◆ **Work required**: Look at every line of the material below and tally those containing "Whether". Reply with the total alone.

◆ **Working data**:
*** Begin section ***

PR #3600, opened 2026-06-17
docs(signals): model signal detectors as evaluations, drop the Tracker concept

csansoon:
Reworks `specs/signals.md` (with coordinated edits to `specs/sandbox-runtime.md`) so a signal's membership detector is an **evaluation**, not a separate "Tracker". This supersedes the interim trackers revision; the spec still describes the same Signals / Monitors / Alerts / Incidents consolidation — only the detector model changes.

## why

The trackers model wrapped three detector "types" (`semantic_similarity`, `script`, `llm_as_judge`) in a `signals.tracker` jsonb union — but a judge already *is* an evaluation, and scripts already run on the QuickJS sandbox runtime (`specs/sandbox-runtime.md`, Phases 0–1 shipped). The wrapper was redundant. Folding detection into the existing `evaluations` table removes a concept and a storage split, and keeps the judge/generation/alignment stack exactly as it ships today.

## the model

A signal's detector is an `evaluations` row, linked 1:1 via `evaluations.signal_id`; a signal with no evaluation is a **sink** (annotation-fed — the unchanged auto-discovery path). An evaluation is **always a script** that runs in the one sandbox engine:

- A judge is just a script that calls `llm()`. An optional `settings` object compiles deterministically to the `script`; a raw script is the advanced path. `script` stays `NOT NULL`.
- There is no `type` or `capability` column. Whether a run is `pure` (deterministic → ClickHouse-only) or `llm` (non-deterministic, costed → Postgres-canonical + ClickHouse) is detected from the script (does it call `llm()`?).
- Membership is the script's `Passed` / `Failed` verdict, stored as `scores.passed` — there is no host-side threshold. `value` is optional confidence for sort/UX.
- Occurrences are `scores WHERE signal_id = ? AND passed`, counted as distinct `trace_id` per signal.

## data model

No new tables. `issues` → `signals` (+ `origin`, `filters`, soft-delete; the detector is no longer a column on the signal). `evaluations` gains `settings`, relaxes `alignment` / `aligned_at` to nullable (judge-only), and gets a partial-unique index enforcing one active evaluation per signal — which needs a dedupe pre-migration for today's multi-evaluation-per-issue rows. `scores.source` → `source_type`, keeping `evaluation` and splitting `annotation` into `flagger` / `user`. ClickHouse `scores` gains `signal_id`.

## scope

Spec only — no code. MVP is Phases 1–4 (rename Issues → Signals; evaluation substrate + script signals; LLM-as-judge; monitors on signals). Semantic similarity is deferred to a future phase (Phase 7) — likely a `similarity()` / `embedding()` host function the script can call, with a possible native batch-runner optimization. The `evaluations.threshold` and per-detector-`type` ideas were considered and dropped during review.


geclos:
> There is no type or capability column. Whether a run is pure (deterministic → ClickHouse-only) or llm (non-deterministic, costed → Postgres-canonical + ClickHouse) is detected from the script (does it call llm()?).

*** End section ***
*** Begin section ***

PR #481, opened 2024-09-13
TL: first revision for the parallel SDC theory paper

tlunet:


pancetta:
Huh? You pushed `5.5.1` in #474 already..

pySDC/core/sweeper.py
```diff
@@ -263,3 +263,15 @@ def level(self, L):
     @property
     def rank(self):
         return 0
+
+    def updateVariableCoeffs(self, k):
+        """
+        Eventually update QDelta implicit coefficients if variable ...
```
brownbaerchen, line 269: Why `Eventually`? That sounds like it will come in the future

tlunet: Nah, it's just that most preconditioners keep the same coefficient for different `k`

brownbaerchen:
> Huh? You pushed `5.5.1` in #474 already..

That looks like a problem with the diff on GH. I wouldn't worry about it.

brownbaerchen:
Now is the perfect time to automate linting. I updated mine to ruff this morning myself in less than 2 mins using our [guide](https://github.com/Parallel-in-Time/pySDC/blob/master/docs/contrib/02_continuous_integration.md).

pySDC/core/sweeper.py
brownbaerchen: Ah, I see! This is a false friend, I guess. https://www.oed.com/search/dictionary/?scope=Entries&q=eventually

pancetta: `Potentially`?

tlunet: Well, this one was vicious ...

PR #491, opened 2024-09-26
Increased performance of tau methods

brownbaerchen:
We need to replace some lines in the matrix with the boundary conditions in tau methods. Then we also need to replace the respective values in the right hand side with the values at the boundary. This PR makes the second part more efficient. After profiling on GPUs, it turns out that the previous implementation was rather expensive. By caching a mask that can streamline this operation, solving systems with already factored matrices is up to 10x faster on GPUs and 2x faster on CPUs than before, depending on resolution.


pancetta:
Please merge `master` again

*** End section ***

◆ **Result for this exercise**: 2